Ort: FH Joanneum, Graz

Zeit: 20. 5. 2006

Weitere Details siehe im oben verlinkten Artikel und auf http://linuxtage.at/

----------

## Fabiolla

Hallo,

da doch einige Ösis  :Wink:  im Forum sind wollt ich mal fragen, ob jemand auf die Grazer Linuxtage am 19/20 Mai 2006 fährt ?

Programm -> http://www.linuxtage.at/ , lt. GWN gibt es auch einen Gentoo Stand.

lg

edit: Dieses Post diesem Thread hinzugefügt.

amne

----------

## amne

 *Fabiolla wrote:*   

> Hallo,
> 
> ...ob jemand auf die Grazer Linuxtage am 19/20 Mai 2006 fährt ?

 

Um genau zu sein: Am 19. ist der Business-Tag in Kapfenberg und am 20. der Community-Tag in Graz.

----------

## ro

Ich hoffe ich schaffe es hin. Am Businesstag is auch freier Eintritt (oder nur für Abgesandte von Firmen) - bis auf die Workshops mein ich? 

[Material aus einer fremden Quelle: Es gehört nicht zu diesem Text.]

PR #197, opened 2017-05-24
Support excluded_proto_path in proto tasks

shinfan:
Artman config PR: https://github.com/googleapis/googleapis/pull/355

Fixes https://github.com/googleapis/googleapis/issues/353


shinfan:
Friendly ping

artman/utils/protoc_utils.py
```diff
@@ -298,11 +298,25 @@ def prepare_pkg_dir(output_dir, api_name, api_version, organization_name,
     return pkg_dir
 
 
-def find_proto_files(proto_path):
-    for dirpath, subdirs, files in os.walk(proto_path):
-        for f in files:
-            if f.endswith('.proto'):
-                yield os.path.join(dirpath, f)
+def find_protos(proto_paths, excluded_proto_path):
+    """Searches along `proto_path` for .proto files and returns a generator of
```
michaelbausor: Nit: change `proto_path` to `proto_paths`

artman/utils/protoc_utils.py
```diff
@@ -298,11 +298,25 @@ def prepare_pkg_dir(output_dir, api_name, api_version, organization_name,
...
+    paths"""
+    if type(proto_paths) is not list:
```
michaelbausor: An alternative would be to check if proto_paths was a stringy type, and error then (or accept the single item). Then this would accept generators. But, am fine to leave as is

test/fake-repos/fake-proto/excluded/excluded.proto
```diff
@@ -0,0 +1,8 @@
+// This is a fake proto file for testing.
```
michaelbausor: How does the test know whether this proto was excluded or not? Because it contains no content, would the test have the same result if this was included?

artman/utils/protoc_utils.py
lukesneeringer:
```python
if isinstance(proto_paths, (collections.Generator, collections.MutableSequence)):
```

lukesneeringer: You will need to `import collections` too, obviously.

test/fake-repos/fake-proto/excluded/excluded.proto
shinfan: I have added test cases that check for the returned value of find_proto methods so the content of the proto should not matter. Consider done.

artman/utils/protoc_utils.py
shinfan: Python complains that collections module does not have `Generator` so I use `types.GeneratorType` instead. Consider done.

artman/utils/protoc_utils.py
shinfan: Done

shinfan:
@lukesneeringer @michaelbausor Sorry I ended up with a force push since my master branch history was a bit messy. PTAL.

PR #199, opened 2017-05-25
Decode output from check_output

shinfan:


ethanbao:
Is this change needed because artman now uses python3?

shinfan:
@ethanbao Yes, check_output returns a byte string. In Python 2.7 this does not cause problems but Python 3 handles byte string differently from normal string, which led to the "program not found" error.

PR #202, opened 2017-05-26
Dockerfile edits.

lukesneeringer:


Dockerfile
```diff
@@ -103,11 +103,16 @@ RUN gem install rake --no-ri --no-rdoc \
   && gem install grpc-tools --version '=1.0.0' --no-ri --no-rdoc
 
 # Install couple of git repos
-RUN git clone https://github.com/googleapis/googleapis
-RUN git clone https://github.com/googleapis/toolkit
+RUN git clone https://github.com/googleapis/googleapis \
```
ethanbao: nit: move it below the Protobuf-PHP installation.

Dockerfile
```diff
@@ -45,7 +45,7 @@ RUN mkdir -p /usr/src/protoc/ \
 # Install GRPC and Protobuf.
 RUN pip3 install --upgrade pip \
   && pip3 install \
-    grpcio==1.3.0 \
+    grpcio==1.3.5 \
```
ethanbao: I am not sure whether the grpcio version here must match the one in artman requirements.txt file. If that is the case, let's add a comment.

lukesneeringer: It is not the end of the world if it does not; artman will uninstall the old one and install the new one. It makes the image slightly smaller if they match. :-)

PR #204, opened 2017-05-26
Two small fixes

ethanbao:
Include csharp into smoketest.
include cloudtasks.json into the package.


lukesneeringer:
This is gated on merging #203, which just requires approval.

lukesneeringer:
Superceded by #208.

PR #205, opened 2017-05-28
Update batch mode API list

michaelbausor:
Update batch mode API list to handle api_config_patterns


lukesneeringer:
Supreceded by #206.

Weiss noch nicht ob ich am Samstag kann, aber wenn dann werd ich dich besuchen  :Wink: 

----------

## amne

 *ro wrote:*   

> Ich hoffe ich schaffe es hin. Am Businesstag is auch freier Eintritt (oder nur für Abgesandte von Firmen) - bis auf die Workshops mein ich? 

 

Ja, auch dort ist freier Eintritt.

----------